Task instructions.
"override" appears in how many lines of the entries? State only the number.

Records for the exercise.
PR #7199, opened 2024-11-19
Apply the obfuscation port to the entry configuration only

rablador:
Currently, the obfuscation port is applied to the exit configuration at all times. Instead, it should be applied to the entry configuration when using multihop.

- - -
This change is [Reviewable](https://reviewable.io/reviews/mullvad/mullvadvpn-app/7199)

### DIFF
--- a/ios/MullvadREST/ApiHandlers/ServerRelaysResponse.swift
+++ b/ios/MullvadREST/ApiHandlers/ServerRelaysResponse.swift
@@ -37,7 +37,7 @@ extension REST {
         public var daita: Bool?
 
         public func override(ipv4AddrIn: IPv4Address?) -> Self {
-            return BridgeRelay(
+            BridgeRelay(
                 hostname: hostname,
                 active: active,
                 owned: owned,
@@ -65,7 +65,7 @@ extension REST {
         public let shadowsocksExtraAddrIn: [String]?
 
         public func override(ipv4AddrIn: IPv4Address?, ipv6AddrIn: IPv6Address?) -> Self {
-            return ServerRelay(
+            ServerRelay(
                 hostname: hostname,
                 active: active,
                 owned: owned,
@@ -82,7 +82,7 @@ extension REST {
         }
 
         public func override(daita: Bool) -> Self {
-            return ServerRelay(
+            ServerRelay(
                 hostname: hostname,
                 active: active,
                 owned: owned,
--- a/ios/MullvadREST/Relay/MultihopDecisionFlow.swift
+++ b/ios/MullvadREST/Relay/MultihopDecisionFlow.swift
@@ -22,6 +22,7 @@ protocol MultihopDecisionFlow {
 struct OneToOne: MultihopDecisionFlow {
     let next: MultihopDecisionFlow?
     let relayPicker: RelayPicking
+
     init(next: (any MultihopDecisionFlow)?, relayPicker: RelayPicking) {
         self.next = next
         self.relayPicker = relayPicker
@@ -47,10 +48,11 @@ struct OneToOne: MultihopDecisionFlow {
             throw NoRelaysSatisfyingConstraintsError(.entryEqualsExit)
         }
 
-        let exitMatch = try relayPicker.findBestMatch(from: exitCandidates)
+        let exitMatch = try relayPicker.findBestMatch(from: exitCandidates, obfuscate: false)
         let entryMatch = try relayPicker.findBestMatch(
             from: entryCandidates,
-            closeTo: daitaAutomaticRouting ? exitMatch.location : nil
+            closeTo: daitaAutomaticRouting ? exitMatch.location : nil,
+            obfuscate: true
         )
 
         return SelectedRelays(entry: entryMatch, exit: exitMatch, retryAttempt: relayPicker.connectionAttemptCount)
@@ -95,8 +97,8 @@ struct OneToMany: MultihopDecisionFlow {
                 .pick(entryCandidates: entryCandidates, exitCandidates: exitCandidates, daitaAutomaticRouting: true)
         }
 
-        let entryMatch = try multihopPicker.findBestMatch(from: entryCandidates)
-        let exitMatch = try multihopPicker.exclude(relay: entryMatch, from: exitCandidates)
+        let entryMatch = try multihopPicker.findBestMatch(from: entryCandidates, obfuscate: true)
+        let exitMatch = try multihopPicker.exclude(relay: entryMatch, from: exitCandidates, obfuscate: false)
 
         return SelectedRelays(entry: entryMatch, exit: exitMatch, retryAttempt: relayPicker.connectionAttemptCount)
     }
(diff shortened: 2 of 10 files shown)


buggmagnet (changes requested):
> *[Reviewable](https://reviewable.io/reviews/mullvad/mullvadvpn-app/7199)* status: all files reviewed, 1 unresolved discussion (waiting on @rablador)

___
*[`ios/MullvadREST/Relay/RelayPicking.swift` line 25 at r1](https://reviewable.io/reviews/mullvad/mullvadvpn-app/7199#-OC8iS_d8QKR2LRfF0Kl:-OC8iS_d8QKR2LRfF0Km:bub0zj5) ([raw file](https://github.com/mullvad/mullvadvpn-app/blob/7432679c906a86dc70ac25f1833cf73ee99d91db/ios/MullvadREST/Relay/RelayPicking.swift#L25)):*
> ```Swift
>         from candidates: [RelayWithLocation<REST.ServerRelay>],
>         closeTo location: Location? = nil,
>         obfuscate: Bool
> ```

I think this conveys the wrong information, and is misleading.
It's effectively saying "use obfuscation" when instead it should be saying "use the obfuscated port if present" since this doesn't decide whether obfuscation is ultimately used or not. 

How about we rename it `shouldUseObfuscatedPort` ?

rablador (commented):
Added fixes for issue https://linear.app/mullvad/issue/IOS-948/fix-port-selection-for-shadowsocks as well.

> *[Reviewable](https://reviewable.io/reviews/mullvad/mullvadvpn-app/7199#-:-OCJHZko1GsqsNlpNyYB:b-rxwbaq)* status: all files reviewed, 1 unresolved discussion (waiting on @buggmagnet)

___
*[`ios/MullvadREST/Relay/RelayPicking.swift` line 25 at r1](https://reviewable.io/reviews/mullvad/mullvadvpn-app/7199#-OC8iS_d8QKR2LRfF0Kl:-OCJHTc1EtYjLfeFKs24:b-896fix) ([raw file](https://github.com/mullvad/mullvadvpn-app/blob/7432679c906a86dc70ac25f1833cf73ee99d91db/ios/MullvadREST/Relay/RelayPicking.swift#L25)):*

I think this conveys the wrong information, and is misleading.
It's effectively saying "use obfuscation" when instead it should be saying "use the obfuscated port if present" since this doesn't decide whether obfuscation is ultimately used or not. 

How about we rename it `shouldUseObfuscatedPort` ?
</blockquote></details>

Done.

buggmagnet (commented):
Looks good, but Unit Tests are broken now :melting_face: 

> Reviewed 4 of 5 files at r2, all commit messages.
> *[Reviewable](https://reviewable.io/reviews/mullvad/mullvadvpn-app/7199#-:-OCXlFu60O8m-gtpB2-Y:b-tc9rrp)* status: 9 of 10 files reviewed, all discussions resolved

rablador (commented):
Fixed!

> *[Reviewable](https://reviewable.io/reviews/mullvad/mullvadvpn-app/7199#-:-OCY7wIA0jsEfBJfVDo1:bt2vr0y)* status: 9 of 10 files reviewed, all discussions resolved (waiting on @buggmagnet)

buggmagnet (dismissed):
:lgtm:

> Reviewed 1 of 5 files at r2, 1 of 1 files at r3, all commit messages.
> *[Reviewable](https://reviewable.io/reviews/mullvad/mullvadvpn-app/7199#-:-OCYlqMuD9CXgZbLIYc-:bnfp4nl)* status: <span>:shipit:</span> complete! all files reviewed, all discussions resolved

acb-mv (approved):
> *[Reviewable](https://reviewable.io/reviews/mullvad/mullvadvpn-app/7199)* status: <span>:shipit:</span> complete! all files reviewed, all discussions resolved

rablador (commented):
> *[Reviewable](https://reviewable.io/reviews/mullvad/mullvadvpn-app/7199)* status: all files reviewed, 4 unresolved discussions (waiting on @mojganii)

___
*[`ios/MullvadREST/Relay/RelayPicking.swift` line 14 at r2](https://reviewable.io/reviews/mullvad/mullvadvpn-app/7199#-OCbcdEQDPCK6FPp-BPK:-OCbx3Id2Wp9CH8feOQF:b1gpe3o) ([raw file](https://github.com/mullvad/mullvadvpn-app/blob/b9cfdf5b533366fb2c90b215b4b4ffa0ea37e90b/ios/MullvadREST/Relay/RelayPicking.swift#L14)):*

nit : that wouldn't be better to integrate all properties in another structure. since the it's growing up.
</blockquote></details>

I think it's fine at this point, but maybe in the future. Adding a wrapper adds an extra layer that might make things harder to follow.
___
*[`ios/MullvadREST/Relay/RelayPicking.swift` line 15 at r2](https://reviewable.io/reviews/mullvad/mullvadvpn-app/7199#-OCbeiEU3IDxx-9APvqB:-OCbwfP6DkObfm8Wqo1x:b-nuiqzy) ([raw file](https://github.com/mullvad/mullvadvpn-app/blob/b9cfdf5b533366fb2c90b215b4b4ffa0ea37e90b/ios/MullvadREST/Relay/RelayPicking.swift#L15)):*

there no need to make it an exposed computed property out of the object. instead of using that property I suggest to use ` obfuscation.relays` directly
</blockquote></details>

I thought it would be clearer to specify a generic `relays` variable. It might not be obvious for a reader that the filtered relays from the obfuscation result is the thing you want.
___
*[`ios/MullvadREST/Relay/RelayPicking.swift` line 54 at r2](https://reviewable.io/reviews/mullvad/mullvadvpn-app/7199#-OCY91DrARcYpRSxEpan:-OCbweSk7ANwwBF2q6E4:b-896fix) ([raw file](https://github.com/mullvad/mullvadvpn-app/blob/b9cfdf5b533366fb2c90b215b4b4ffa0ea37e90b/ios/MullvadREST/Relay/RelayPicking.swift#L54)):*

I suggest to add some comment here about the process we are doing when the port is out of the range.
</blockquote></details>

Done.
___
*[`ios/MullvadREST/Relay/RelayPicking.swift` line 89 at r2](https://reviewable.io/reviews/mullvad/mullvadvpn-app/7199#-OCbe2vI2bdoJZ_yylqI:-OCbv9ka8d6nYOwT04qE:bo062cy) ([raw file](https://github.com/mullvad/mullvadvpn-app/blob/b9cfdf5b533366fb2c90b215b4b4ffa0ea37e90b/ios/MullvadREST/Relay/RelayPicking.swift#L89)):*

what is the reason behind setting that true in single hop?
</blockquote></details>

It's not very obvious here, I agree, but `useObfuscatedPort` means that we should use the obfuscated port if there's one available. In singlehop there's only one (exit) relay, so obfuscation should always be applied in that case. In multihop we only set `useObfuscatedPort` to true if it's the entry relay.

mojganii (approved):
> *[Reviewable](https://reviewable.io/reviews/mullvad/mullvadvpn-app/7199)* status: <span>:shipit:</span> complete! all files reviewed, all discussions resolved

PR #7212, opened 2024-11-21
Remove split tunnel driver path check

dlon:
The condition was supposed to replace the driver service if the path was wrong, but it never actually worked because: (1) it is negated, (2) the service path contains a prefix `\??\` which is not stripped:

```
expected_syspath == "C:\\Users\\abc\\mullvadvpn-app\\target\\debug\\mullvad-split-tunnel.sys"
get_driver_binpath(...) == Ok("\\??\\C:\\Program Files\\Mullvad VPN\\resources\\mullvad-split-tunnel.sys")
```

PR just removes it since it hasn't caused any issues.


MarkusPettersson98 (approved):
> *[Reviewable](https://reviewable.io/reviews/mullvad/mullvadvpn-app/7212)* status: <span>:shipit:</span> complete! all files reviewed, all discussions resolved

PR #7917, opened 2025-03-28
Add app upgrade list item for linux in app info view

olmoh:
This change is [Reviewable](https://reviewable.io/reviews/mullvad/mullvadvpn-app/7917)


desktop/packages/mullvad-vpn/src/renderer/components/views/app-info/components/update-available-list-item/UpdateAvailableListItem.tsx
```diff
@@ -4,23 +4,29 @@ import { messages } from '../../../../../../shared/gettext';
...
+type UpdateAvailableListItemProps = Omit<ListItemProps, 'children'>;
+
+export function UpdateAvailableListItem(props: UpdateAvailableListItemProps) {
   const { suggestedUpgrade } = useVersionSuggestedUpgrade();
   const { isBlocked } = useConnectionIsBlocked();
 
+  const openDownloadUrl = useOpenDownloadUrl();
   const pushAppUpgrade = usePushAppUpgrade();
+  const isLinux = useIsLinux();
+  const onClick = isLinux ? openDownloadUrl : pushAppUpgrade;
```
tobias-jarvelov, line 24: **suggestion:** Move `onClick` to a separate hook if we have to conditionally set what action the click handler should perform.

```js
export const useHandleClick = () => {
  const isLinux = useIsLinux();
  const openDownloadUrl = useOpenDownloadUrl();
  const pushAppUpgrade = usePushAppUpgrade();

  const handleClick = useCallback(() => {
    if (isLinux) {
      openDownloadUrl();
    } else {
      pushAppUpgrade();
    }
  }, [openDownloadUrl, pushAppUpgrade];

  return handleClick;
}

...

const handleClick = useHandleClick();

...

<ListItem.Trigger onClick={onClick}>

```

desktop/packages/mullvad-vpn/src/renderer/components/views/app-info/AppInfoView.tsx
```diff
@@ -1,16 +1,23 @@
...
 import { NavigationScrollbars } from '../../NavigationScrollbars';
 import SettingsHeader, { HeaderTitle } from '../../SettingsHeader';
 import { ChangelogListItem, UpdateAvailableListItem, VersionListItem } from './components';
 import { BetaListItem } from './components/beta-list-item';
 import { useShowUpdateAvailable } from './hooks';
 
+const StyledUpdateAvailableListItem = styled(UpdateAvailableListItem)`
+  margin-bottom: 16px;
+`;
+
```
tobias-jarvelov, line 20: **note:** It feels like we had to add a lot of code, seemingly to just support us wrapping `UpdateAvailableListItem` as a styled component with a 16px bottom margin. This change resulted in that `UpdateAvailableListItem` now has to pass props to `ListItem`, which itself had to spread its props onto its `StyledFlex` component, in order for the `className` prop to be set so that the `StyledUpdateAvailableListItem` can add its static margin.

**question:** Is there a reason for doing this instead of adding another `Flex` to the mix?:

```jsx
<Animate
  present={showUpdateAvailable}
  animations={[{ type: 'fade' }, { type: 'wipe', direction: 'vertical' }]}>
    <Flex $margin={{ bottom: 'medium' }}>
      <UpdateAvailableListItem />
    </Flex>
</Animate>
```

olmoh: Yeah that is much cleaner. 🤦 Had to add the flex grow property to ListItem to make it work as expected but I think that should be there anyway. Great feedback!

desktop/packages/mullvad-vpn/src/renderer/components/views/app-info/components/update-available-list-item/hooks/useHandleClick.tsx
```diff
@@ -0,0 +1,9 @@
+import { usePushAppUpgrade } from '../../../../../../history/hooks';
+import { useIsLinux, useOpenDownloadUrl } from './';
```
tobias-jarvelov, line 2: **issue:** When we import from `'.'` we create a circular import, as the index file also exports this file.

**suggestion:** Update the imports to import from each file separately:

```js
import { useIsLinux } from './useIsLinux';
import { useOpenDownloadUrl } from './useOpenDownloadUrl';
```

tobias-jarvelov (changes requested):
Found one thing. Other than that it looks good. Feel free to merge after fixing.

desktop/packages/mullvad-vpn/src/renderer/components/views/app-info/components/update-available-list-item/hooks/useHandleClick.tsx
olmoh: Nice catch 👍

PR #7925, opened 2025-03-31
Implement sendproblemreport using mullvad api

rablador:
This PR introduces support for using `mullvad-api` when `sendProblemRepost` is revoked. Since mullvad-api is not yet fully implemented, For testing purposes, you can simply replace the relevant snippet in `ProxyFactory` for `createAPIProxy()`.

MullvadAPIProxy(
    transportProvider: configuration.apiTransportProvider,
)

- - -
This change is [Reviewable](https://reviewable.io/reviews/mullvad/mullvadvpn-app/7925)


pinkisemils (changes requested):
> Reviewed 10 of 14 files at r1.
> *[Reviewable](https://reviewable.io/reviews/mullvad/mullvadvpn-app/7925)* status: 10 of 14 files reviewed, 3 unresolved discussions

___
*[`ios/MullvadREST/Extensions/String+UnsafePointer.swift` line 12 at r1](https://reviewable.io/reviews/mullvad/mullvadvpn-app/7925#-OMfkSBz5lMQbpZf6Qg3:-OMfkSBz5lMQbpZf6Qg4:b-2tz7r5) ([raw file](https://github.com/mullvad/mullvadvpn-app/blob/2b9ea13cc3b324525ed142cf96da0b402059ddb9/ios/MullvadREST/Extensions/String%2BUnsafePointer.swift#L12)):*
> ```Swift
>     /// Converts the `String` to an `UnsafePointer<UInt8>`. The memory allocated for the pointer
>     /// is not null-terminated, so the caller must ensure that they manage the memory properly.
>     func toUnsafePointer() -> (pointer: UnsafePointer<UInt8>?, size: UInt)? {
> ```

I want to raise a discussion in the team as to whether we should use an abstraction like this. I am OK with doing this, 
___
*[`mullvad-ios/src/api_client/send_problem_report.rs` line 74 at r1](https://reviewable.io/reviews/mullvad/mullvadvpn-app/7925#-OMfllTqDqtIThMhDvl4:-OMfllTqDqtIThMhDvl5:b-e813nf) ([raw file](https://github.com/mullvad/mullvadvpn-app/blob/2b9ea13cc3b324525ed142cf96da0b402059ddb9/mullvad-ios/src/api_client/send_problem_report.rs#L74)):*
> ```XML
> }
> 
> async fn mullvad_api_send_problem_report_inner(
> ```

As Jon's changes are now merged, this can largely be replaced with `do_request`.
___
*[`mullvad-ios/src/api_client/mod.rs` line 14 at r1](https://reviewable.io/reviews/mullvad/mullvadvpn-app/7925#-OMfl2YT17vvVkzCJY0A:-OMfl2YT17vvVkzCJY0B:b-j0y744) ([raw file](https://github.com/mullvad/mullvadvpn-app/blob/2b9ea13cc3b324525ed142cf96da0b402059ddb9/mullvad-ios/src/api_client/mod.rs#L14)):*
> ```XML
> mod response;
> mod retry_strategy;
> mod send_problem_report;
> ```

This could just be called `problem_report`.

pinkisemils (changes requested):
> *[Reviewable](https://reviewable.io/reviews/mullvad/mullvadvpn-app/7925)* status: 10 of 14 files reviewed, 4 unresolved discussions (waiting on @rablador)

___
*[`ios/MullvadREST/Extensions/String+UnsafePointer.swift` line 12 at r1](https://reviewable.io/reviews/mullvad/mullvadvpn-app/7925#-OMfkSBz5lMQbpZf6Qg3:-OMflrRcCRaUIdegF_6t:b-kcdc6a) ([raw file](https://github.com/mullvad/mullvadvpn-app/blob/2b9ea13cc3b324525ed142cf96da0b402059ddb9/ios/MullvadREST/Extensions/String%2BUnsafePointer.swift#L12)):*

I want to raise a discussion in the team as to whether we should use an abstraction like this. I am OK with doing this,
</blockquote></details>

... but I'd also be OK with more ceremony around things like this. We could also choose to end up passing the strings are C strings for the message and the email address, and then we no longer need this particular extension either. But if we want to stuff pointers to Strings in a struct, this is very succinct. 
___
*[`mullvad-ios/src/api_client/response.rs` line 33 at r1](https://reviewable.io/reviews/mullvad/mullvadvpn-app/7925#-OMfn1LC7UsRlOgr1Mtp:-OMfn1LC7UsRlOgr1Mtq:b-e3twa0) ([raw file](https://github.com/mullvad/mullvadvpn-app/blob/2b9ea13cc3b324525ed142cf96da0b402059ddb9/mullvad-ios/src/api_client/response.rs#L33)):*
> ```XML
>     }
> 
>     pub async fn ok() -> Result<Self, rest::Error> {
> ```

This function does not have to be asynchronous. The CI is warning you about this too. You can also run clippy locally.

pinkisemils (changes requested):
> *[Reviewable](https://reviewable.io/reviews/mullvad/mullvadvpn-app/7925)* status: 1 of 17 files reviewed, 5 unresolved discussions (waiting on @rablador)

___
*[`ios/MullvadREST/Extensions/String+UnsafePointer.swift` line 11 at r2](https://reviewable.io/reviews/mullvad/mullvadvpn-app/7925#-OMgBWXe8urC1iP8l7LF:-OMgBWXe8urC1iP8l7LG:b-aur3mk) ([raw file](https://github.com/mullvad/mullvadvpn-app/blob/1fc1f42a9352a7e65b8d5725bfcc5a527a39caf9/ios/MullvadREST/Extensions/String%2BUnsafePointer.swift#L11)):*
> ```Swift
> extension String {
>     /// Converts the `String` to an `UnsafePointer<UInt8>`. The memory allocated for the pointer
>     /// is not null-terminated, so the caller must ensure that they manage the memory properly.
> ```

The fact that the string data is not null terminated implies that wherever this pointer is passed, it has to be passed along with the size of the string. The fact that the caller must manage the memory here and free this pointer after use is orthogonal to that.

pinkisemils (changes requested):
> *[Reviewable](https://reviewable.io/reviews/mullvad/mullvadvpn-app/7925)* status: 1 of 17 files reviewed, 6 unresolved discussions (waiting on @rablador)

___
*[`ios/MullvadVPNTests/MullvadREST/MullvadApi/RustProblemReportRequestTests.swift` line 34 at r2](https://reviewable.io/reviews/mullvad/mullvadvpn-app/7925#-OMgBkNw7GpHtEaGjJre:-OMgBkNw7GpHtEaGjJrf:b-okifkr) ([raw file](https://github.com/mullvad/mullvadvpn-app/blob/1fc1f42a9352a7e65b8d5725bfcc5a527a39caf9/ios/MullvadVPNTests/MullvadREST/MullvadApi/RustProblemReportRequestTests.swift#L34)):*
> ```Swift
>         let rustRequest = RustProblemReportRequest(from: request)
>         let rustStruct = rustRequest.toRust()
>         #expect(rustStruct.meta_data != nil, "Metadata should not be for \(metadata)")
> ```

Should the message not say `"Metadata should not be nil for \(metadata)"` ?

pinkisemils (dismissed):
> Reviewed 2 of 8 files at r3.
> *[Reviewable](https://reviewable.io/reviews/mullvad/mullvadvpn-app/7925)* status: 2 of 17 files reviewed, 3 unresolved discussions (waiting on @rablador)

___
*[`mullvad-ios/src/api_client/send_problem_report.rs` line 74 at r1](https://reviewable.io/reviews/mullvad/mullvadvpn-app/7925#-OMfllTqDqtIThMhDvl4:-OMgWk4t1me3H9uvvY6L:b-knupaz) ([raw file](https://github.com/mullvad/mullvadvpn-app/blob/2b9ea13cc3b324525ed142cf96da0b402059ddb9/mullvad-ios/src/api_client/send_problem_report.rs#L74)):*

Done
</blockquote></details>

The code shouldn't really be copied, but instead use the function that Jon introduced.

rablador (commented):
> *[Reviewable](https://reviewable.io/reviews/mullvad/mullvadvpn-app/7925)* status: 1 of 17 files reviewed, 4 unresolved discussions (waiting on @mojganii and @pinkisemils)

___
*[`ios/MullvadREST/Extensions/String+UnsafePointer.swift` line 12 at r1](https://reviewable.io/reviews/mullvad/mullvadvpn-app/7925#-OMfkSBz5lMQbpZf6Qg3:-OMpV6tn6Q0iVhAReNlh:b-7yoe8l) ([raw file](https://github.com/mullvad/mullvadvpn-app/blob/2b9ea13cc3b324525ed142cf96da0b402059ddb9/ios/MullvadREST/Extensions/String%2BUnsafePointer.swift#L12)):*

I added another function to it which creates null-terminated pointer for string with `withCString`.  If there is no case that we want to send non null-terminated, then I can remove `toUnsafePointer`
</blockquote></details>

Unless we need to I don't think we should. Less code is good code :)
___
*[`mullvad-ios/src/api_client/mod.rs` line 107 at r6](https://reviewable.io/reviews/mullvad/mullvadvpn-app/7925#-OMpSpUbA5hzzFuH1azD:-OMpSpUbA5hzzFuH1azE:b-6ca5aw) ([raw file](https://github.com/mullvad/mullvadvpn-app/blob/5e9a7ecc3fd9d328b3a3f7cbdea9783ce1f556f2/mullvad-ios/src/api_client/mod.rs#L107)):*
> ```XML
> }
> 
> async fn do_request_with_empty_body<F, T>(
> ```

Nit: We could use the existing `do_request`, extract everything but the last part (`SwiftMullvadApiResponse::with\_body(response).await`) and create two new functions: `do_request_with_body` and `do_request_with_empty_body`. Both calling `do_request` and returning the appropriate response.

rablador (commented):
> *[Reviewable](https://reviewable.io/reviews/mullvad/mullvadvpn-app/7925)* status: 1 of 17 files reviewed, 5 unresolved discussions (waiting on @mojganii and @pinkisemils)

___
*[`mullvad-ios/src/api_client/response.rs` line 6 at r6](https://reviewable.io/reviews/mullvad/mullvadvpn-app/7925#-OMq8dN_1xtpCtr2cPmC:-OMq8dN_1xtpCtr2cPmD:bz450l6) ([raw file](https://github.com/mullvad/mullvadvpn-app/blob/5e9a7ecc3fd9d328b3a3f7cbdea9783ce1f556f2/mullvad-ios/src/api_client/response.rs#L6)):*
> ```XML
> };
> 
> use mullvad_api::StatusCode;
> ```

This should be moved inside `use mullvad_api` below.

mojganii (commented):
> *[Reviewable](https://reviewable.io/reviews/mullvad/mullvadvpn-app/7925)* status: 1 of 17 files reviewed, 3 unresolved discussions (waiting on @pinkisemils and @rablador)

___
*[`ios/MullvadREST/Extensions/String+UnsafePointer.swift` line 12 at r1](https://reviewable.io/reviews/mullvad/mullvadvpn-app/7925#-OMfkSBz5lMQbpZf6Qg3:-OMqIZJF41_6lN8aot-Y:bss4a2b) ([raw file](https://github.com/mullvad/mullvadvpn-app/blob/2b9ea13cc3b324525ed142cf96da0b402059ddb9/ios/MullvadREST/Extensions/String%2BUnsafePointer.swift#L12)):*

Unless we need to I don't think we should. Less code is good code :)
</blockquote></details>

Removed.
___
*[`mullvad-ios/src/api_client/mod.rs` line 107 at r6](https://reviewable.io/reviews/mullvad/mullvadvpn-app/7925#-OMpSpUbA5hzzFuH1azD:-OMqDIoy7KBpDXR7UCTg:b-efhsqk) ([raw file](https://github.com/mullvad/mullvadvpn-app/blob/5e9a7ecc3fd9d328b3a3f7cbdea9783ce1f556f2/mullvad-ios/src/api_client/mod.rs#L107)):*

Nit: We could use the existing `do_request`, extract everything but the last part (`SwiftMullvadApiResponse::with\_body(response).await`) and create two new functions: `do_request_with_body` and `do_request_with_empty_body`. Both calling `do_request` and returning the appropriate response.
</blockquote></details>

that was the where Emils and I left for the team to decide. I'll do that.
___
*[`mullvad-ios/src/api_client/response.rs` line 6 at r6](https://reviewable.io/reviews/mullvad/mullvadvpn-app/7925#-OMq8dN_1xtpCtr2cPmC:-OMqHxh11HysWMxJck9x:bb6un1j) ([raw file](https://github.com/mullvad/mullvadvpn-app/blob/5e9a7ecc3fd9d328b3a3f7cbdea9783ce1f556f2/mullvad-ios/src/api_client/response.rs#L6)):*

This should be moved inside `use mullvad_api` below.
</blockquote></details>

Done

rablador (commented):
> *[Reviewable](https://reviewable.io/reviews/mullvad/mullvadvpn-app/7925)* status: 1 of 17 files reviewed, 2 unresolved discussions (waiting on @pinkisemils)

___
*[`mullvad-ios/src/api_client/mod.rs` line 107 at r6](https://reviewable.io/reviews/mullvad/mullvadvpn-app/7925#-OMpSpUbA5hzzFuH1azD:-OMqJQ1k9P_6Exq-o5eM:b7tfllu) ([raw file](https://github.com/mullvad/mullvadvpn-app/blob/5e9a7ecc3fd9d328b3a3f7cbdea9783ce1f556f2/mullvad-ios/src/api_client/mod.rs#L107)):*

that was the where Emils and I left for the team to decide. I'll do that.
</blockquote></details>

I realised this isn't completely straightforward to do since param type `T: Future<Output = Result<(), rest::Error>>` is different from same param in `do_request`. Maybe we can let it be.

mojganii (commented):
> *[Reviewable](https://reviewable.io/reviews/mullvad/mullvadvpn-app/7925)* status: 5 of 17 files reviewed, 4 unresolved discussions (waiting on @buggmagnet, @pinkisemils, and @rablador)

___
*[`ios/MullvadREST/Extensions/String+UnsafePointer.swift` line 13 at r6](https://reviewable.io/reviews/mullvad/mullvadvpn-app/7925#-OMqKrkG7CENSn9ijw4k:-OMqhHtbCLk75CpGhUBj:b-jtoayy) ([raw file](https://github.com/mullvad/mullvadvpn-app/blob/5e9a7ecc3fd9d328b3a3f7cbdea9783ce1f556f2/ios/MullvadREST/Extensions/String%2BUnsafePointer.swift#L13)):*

The answer.
3